On how many lines of these entries does the word "responses" occur? State the number alone.

Input material
------------------------------------

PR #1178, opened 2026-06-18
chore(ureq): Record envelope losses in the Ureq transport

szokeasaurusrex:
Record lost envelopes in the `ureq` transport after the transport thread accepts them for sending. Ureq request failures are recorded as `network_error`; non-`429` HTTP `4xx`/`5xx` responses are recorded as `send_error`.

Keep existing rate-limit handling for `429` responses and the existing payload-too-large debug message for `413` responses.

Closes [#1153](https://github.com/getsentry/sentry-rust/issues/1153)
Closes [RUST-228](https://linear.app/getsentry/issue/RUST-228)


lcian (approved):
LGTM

------------------------------------

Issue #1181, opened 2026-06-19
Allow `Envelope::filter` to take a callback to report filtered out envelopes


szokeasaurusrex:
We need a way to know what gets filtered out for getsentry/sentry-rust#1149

------------------------------------

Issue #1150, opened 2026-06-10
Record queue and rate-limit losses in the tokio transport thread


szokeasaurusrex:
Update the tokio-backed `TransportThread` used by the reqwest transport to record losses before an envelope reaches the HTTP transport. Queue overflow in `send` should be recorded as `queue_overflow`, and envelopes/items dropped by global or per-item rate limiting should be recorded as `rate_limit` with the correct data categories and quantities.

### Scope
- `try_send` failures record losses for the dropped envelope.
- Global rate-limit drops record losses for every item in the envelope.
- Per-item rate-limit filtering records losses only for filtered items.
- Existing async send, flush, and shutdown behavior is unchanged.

------------------------------------

Solution for this problem
2